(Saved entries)
PR #2698, opened 2016-10-17
Task variables: model update

laurianed:


scheduler/scheduler-api/src/main/resources/org/ow2/proactive/scheduler/common/xml/schemas/jobdescriptor/dev/schedulerjob.rnc
```diff
@@ -74,6 +74,7 @@ task = ## A task is the smallest computation unit for the scheduler
         resultPreviewClass?,
         taskDescription?,
         genericInformation?,
+        variables?,
```
fviale: variables order should be placed before genericInformation to respect the same order as the one defined for the job element. (validated with Brian).

laurianed:
Retest this please

PR #2707, opened 2016-10-21
IncreaseFunctionalTestTimeouts

tobwiens:
Increase Functional Test Timeouts

Problem:
- Windows Server 2012 Jenkins Slaves take 1m:51s to execute the flow_loop_out.xml
- The timeout is set to 100 seconds 1m:30s
- try.activeeon.com takes 1m:27s, so the timeout might be too tight
- The RestSmartProxyTest have the TEN_MINUTES (in miliseconds) set to 36000

Solution:
- Increase the timeout to 500 seconds (factor 5)
- The RestSmartProxyTest TEN_MINUTES (in miliseconds) set to 600000


tobwiens:
Retest this please

PR #2724, opened 2016-11-15
Refactor RestartMode

lpellegr:
The purpose is to keep the existing behaviour but to provide accessors to index
and description fields. It is a requirement for the new Scheduling API.

Equals method has been rewritten to prevent usage of exceptions which are costly.
However, the semantic of the method is still the same. Since equals was defined,
the missing hashcode method has also been added.


lpellegr:
Retest this please.

lpellegr:
Retest this please.

PR #2729, opened 2016-11-21
remove the pompt of starting calendar service in bat file, as did in …

yinan-liu:
emove the pompt of starting calendar service in bat file, as did in bash file


calendar-service/calendar-service-setup.sh
```diff
@@ -2,44 +2,44 @@
...
+  sudo rm -rf "$script_dir/radicale/linux/Radicale-$radicale_version"
+else
+  echo "Radicale is already installed"  
+  source "$script_dir/radicale.sh" stop
+  rm -rf ~/.config/radicale/*
+fi
 
-echo "Radicale server is installed, starting the server..."
-cd ~/.config/radicale/log
+mkdir -p ~/.config/radicale/collections
```
lpellegr: Extract common prefix that is repeated more than 5 times in a variables.

PR #2730, opened 2016-11-23
Using double for the ram value in the RamPolicy

marcocast:


scheduler/scheduler-server/src/main/java/org/ow2/proactive/scheduler/policy/ram/RamCompute.java
```diff
@@ -32,21 +32,21 @@ public RamCompute() {
      * 
      * @return the total GIGA of RAM available in a machine minus the RAM preallocated by a task.
      */
-    public long getAvailableRAMInGB() {
+    public double getAvailableRAMInGB() {
 
         OperatingSystemMXBean bean = (OperatingSystemMXBean) ManagementFactory.getOperatingSystemMXBean();
 
-        long totRAMAvailable = bean.getTotalPhysicalMemorySize() / GIGABYTE;
+        double totRAMAvailable = bean.getTotalPhysicalMemorySize() / GIGABYTE;
```
fviale: you should add a cast : ((double) bean.getTotalPhysicalMemorySize()) / GIGABYTE

marcocast: ok

PR #2737, opened 2016-11-28
improve test for email notification in order to test event filter

sophiesongge:


scheduler/scheduler-server/src/test/java/org/ow2/proactive/scheduler/core/JobEmailNotificationTest.java
```diff
@@ -107,6 +107,9 @@ public void setUp() throws KeyException {
     public void testIncompleteFrom() throws Exception {
         setSenderAddress(INCOMPLETE_EMAIL);
         InternalJob job = createJob(USER_EMAIL);
+        Map<String, String> genericInfo = job.getGenericInformation();
+        genericInfo.put("NOTIFICATION_EVENTS", "Job running to finished");
+        job.setGenericInformation(genericInfo);
```
yinan-liu: is it necessary ? as the local variable genericInfo is already the genericInformation of the job

scheduler/scheduler-server/src/main/java/org/ow2/proactive/scheduler/core/JobEmailNotification.java
```diff
@@ -72,9 +72,8 @@ public boolean doCheckAndSend() throws JobEmailNotificationException {
             logger.debug("Notification emails disabled, doing nothing");
             return false;
         }
-        if (jobStatusList != null && jobStatusList.contains(eventType.toString().toLowerCase())) {
-            logger.debug("Event type is not mentioned to be noticed, doing nothing");
-            return true;
+        if(jobStatusList!=null && !jobStatusList.contains(eventType.toString().toLowerCase())){
```
yinan-liu: jobStatusList is assigned with a new ArrayList<> in line 51, maybe the check jobStatusList != null is no longer necessary here

scheduler/scheduler-server/src/test/java/org/ow2/proactive/scheduler/core/JobEmailNotificationTest.java
sophiesongge: Yes, it is necessary, if we don't check here, it will give a null pointer exception in the test, because the generic information can be empty

sophiesongge: In the test, the job is simulated by setting everything including job id, name generic information etc. If we don't set it here, the generic information is empty

scheduler/scheduler-server/src/main/java/org/ow2/proactive/scheduler/core/JobEmailNotification.java
sophiesongge: Yes, it is necessary, if we don't check here, it will give a null pointer exception in the test, because the generic information can be empty

sophiesongge:
retest this please

sophiesongge:
retest this please

tobwiens:
Retest this please

PR #2738, opened 2016-11-29
Skip OS Name test

tobwiens:
Skip OS Name test

What does this test test?:
It seems that the test gets os.name (System.getProperty) and takes it as a regular expression.
Then the test gets os.name (System.getProperty) again and matches that against the regular expression.

Problem:
Windows Server 2016 return Windows NT (unknown)
"(unknown)" is not interpreted as a simple string because the brackets are not escaped
Matching against the same string fails.

Solution:
Ignoring the test for now


tobwiens:
Retest this please

tobwiens:
@ow2-proactive/developers two reviews please.

lpellegr:
@tobwiens Why not fixing the test by escaping the String with [Pattern#quote](https://docs.oracle.com/javase/7/docs/api/java/util/regex/Pattern.html#quote(java.lang.String))?

tobwiens:
@lpellegr Very good! Thank you!

fviale:
@tobwiens Why not fixing actually the SelectionUtils.checkOSName() method by escaping the String with Pattern.quote ?

lpellegr:
@fviale I don't think it is a good idea to escape the String inside `SelectionUtils#checkOSName()`. This will break backwards compatibility and prevent users to use regular expressions.

fviale:
@lpellegr , my mistake, if it's supposed to accept regular expressions, then I agree

tobwiens:
Restest this please

tobwiens:
Retest this please

tobwiens:
Retest this please

PR #2742, opened 2016-12-05
Fix SQL error on shutdown when embedded HSQLDB server is used

lpellegr:
The default embedded database must not be closed in a shutdown hook.

Multiple shutdown hooks are defined. Some are used for instance by the
Resource Manager to remove node sources before termination. If the database is
closed before completing the last operation, then some errors will occur
(see logs).

Besides, checking the state of the Scheduler and RM by registering an event
listener or even by polling with periodic method calls will not work since
Scheduler and RM are Active Objects and these are terminated by other shutdown
hooks.

The database connection should be closed by Hibernate when the datasource is
closed. If not, the HSQLDB server will handle in the worst case the JVM shutdown
as an accidental machine failure.

### DIFF
--- a/scheduler/scheduler-server/src/main/java/org/ow2/proactive/scheduler/util/SchedulerStarter.java
+++ b/scheduler/scheduler-server/src/main/java/org/ow2/proactive/scheduler/util/SchedulerStarter.java
@@ -328,7 +328,21 @@ public class SchedulerStarter {
                     discoveryService.stop();
                 }
 
-                hsqldbServer.stop();
+                // WARNING: do not close embedded HSQLDB server in a shutdown hook.
+                //
+                // Multiple shutdown hooks are defined. Some are used for instance
+                // by the Resource Manager to remove node sources before termination.
+                // If the database is closed before completing the last operation, then
+                // some errors will occur (see logs).
+                //
+                // Besides, checking the state of the Scheduler and RM by registering
+                // an event listener or even by polling with periodic method calls will
+                // not work since Scheduler and RM are Active Objects and these are
+                // terminated by other shutdown hooks executed before the current one.
+                //
+                // The database connection should be closed by Hibernate when
+                // the datasource is closed. If not, the HSQLDB server will handle
+                // in the worst case the JVM shutdown as an accidental machine failure.
             }
         }));
     }


lpellegr:
@ow2-proactive/developers Could 2 people please review the changes?

sonarqube-activeeon:

1. MAJOR [SchedulerStarter.java#L322](https://github.com/ow2-proactive/scheduling/blob/03667d7c82cb11fe30ba34a00db496abd9b4e161/scheduler/scheduler-server/src/main/java/org/ow2/proactive/scheduler/util/SchedulerStarter.java#L322): Reduce this anonymous class number of lines from 26 to at most 20, or make it a named class. [rule](http://master.ci.activeeon.com:9000/coding_rules#rule_key=squid%3AS1188)

sonarqube-activeeon:

1. MAJOR [SchedulerStarter.java#L322](https://github.com/ow2-proactive/scheduling/blob/34734e513beaaa2836882c4e2314c769c785adf1/scheduler/scheduler-server/src/main/java/org/ow2/proactive/scheduler/util/SchedulerStarter.java#L322): Reduce this anonymous class number of lines from 26 to at most 20, or make it a named class. [rule](http://master.ci.activeeon.com:9000/coding_rules#rule_key=squid%3AS1188)

yinan-liu:
i was thinking the issue happened only on server mode, not on embedded file mode (as it has never had such issue before), so why remove it completely even for embedded mode ? if we dont close it, what will happen on embedded file mode?

lpellegr:
@yinan-liu If you look at the implementation of [SchedulerHsqldbStarter](https://github.com/lpellegr/scheduling/blob/34734e513beaaa2836882c4e2314c769c785adf1/scheduler/scheduler-server/src/main/java/org/ow2/proactive/scheduler/util/SchedulerHsqldbStarter.java) you will see that `hsqldbServer.stop();` is doing something when HSQLDB server is used only. In that case, I still call it _embedded_ since this mode is the one enabled by default in the Scheduler without any additional configuration. If HSQLDB file mode is configured in configuration files of the Scheduler and/or RM, then the behaviour is exactly the same as in 7.19.X and below.

sonarqube-activeeon:

1. MAJOR [SchedulerStarter.java#L322](https://github.com/ow2-proactive/scheduling/blob/5c040d9dd7b3ead5269074b24169d939742cc7ac/scheduler/scheduler-server/src/main/java/org/ow2/proactive/scheduler/util/SchedulerStarter.java#L322): Reduce this anonymous class number of lines from 26 to at most 20, or make it a named class. [rule](http://master.ci.activeeon.com:9000/coding_rules#rule_key=squid%3AS1188)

» About this task:
Every line above from the line with "not fixing the" to the line with "by the Resource", both included, must be reproduced exactly, and no other line may appear.

» Finished task:
@tobwiens Why not fixing the test by escaping the String with [Pattern#quote](https://docs.oracle.com/javase/7/docs/api/java/util/regex/Pattern.html#quote(java.lang.String))?

tobwiens:
@lpellegr Very good! Thank you!

fviale:
@tobwiens Why not fixing actually the SelectionUtils.checkOSName() method by escaping the String with Pattern.quote ?

lpellegr:
@fviale I don't think it is a good idea to escape the String inside `SelectionUtils#checkOSName()`. This will break backwards compatibility and prevent users to use regular expressions.

fviale:
@lpellegr , my mistake, if it's supposed to accept regular expressions, then I agree

tobwiens:
Restest this please

tobwiens:
Retest this please

tobwiens:
Retest this please

PR #2742, opened 2016-12-05
Fix SQL error on shutdown when embedded HSQLDB server is used

lpellegr:
The default embedded database must not be closed in a shutdown hook.

Multiple shutdown hooks are defined. Some are used for instance by the
Resource Manager to remove node sources before termination. If the database is
closed before completing the last operation, then some errors will occur
(see logs).

Besides, checking the state of the Scheduler and RM by registering an event
listener or even by polling with periodic method calls will not work since
Scheduler and RM are Active Objects and these are terminated by other shutdown
hooks.

The database connection should be closed by Hibernate when the datasource is
closed. If not, the HSQLDB server will handle in the worst case the JVM shutdown
as an accidental machine failure.

### DIFF
--- a/scheduler/scheduler-server/src/main/java/org/ow2/proactive/scheduler/util/SchedulerStarter.java
+++ b/scheduler/scheduler-server/src/main/java/org/ow2/proactive/scheduler/util/SchedulerStarter.java
@@ -328,7 +328,21 @@ public class SchedulerStarter {
                     discoveryService.stop();
                 }
 
-                hsqldbServer.stop();
+                // WARNING: do not close embedded HSQLDB server in a shutdown hook.
+                //
+                // Multiple shutdown hooks are defined. Some are used for instance
+                // by the Resource Manager to remove node sources before termination.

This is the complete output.